The present study has some methodological limitations. Due to the small number of subjects included in the study, the sensitivity and specificity of the test have not been determined. Further studies aimed at assessing its sensitivity, specificity, and clinical and epidemiological utilities for the wider population are warranted. Whether the assay is more sensitive for the detection of individuals with a false-negative skin test reaction is one potential advantage that should be determined. The measurement of CD69 on CD4+ T lymphocytes after in vitro stimulation of substantially larger numbers of individuals with known TB status will be required to address these issues and to determine the most appropriate cutoff between positive and negative reactivities by this assay.

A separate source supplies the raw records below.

PR #15900, opened 2026-08-20
resources: smoother collections view modelling (fixes #16028)

### LINKED ISSUE #16028: Refactor CollectionsFragment to use CollectionsViewModel
Tracking issue for PR #15900.

The UI fragment was inappropriately interacting with the repository directly and handling the business logic of parent/child tag maps inside the adapter initialization block.

This refactor separates concerns by:
1. Creating `CollectionsViewModel`, decorated with `@HiltViewModel`.
2. Extracting the `tagsRepository` query to the new ViewModel's `loadTags()` method.
3. Establishing a sealed `CollectionsState` (Idle, Loading, Success, Empty, Error) for safe state handling.
4. Suppressing duplicate loads by checking the active `dbType` in the ViewModel.
5. Emitting an immutable `Map<String, List<TagEntity>>` instead of the raw `HashMap`.
6. Consuming the state via `collectLatestWhenStarted` in the Fragment, safely pushing transformed lists to the `ResourcesTagsAdapter`.

---
*PR created automatically by Jules for task [15207535608124274232](https://jules.google.com/task/15207535608124274232) started by @dogi*

dogi:
The UI fragment was inappropriately interacting with the repository directly and handling the business logic of parent/child tag maps inside the adapter initialization block.

This refactor separates concerns by:
1. Creating `CollectionsViewModel`, decorated with `@HiltViewModel`.
2. Extracting the `tagsRepository` query to the new ViewModel's `loadTags()` method.
3. Establishing a sealed `CollectionsState` (Idle, Loading, Success, Empty, Error) for safe state handling.
4. Suppressing duplicate loads by checking the active `dbType` in the ViewModel.
5. Emitting an immutable `Map<String, List<TagEntity>>` instead of the raw `HashMap`.
6. Consuming the state via `collectLatestWhenStarted` in the Fragment, safely pushing transformed lists to the `ResourcesTagsAdapter`.

---
*PR created automatically by Jules for task [15207535608124274232](https://jules.google.com/task/15207535608124274232) started by @dogi*


dogi:
**Review — rating: 72/100**

Reviewed as a pair with #15917, which also edits `CollectionsFragment.kt`. **Not duplicates** — that PR optimizes `buildTagDataList`'s internals, this one changes where the tag data comes from. Complementary and both landable; #15917 is smaller and should go first.

The direction is right, and two details are genuinely good:

- **`lateinit` is properly eliminated.** `list` and `childMap` become initialized `emptyList()`/`emptyMap()`, which is what lets you delete the `!::list.isInitialized` guard from the search flow — that guard only existed to paper over the `lateinit`. Narrowing `childMap` from `HashMap` to `Map` is right too.
- **The `loadTags` re-entry guard** stops a reload wiping state on re-collection after a configuration change.

**But it ships three states the UI doesn't handle, and that's worse than not having them.** `Loading`, `Empty` and `Error` are all empty branches carrying `// Could show …` comments. The consequence on the error path is concrete: `btnOk` is only made visible in the `Success` branch, so a failed tag load leaves the dialog permanently blank with no OK button, no message, and no way to retry — a silent dead end.

That's also a behavior change worth being explicit about. Previously `setListAdapter` had no try/catch, so a repository failure propagated as an uncaught coroutine exception. Now `loadTags` catches it into `CollectionsState.Error` and the fragment discards it. Not crashing is an improvement; swallowing it into an unusable dialog is not. Either handle `Error`/`Empty` (a toast and a dismiss, or an inline message) or collapse the sealed class to the states you actually render — a placeholder comment in a `when` branch reads like the case is covered when it isn't.

**Nit:** `CollectionsViewModel` doesn't inject `DispatcherProvider`, unlike `StorageCategoryViewModel` in #15867. It works because the repository switches to IO internally, but the project convention is an injected provider so tests can substitute deterministic dispatchers.

**Nit:** no test, for a ViewModel whose logic is all cheaply testable — the `dbType`/state re-entry guard, `Empty` vs `Success` selection, and error mapping are three short assertions with a mocked `TagsRepository`.

**Nit:** `adapter` is still `lateinit`, but it's now assigned synchronously in `onViewCreated` before `setListeners()`, so the surviving `!::adapter.isInitialized` check in the search flow is dead.

**Nit:** `import javax.inject.Inject` sits after the `org.ole.planet…` imports rather than in style-guide order — same as #15858 and #15867.

**Verdict:** needs another round — render the `Error` and `Empty` states (or drop them) so a failed load isn't an unusable dialog.

---

ragilzakaria (dismissed):
**Decision:** 🛑 **Request Changes**
**Rating:** 74/100

Good architectural direction extracting `TagsRepository` from `CollectionsFragment` into a dedicated `CollectionsViewModel`, but a few items need resolution:

1. **Unhandled UI States (`Empty` / `Error`)**:
   - `CollectionsState.Loading`, `CollectionsState.Empty`, and `CollectionsState.Error` branches currently contain placeholder comments (`// Could show ...`).
   - Because `btnOk` is only made visible in `CollectionsState.Success`, an error or empty result leaves the dialog permanently blank with no feedback and no way for the user to proceed or dismiss cleanly.
   - Please handle the `Error` and `Empty` states in the UI (e.g. showing a toast/message or dismissing gracefully) or simplify the state model.

2. **Inject `DispatcherProvider`**:
   - Follow project conventions by injecting `DispatcherProvider` into `CollectionsViewModel` rather than hardcoding dispatchers, ensuring tests can supply deterministic dispatchers.

3. **Add Unit Tests**:
   - Please add `CollectionsViewModelTest.kt` to cover `loadTags` behavior across `Success`, `Empty`, `Error`, and the re-entry guard.

4. **Style Guide Import Order**:
   - Place `import javax.inject.Inject` before `org.ole.planet…` imports in `CollectionsViewModel.kt`.

**Verdict:** Request changes — please handle the error/empty UI states and add `CollectionsViewModelTest`.

dogi:

The empty branches are gone and the states now do something:

```kotlin
is CollectionsState.Empty -> { Utilities.toast(…, getString(R.string.no_data_available)); dismiss() }
is CollectionsState.Error -> { Utilities.toast(…, state.message); dismiss() }
is CollectionsState.Loading, CollectionsState.Idle -> { /* Ignore transient states … */ }
```

That closes the dead end I was worried about — a failed tag load no longer leaves a blank dialog with no OK button and no way out. Dismissing on both terminal states is the right call for a dialog, and the comment on `Loading`/`Idle` makes the omission deliberate rather than looking unfinished.

The other three points are addressed too: `DispatcherProvider` is injected, the adapter is created synchronously in `onViewCreated` (so the state collector only submits lists), and there's now a test class covering all four paths — success with a parent/child mapping, empty, error message propagation, and the `dbType` re-entry guard. Those are exactly the assertions worth having.

**Nit — the error text reaches the user raw.** `Error(e.message ?: "An error occurred")` puts a database exception string in a toast, and the fallback is a hardcoded English literal in an app that ships five translations. `R.string.error` (`Error: %1$s`) is already translated and used elsewhere for exactly this.

**Nit — two imports are now unused in the fragment.** `javax.inject.Inject` (line 12) and `org.ole.planet.myplanet.repository.TagsRepository` (line 25) had no other use than the `@Inject lateinit var tagsRepository` field this PR removes. Worth checking `kotlinx.coroutines.launch` too — `setListAdapter` was its only consumer, and what remains uses `launchIn`.

**Nit:** `if (list.isEmpty() && childMap.isEmpty())` — `childMap` is derived from `tagsWithChildren.entries`, so an empty `list` guarantees an empty `childMap`. The second clause can't independently fail.

**Nit:** `import javax.inject.Inject` in the ViewModel sits between `model.TagEntity` and `repository.TagsRepository`; and the `object` members of the sealed class could be `data object` on Kotlin 2.4.

**Nit:** the test hand-rolls an anonymous `DispatcherProvider` with five fields where the project's `TestDispatcherProvider` already exists.

**Verdict:** mergeable.

---

Okuro3499 (approved):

In conclusion, this study demonstrates the potential of in vitro assays for the detection of TB in humans. We have demonstrated the usefulness of the measurement of the early activation antigen CD69 on CD4 T lymphocytes after in vitro stimulation of whole blood with tuberculin as a marker for tuberculin reactivity and TB. The measurement of CD69 on CD4+ T lymphocytes after in vitro stimulation with low-molecular-mass secreted antigens ESAT-6 and CFP-10 of substantially larger numbers of individuals with known TB status will be required to address its sensitivity, specificity, and clinical and epidemiological relevance and to determine the most appropriate cutoff between positive and negative reactivities by this assay.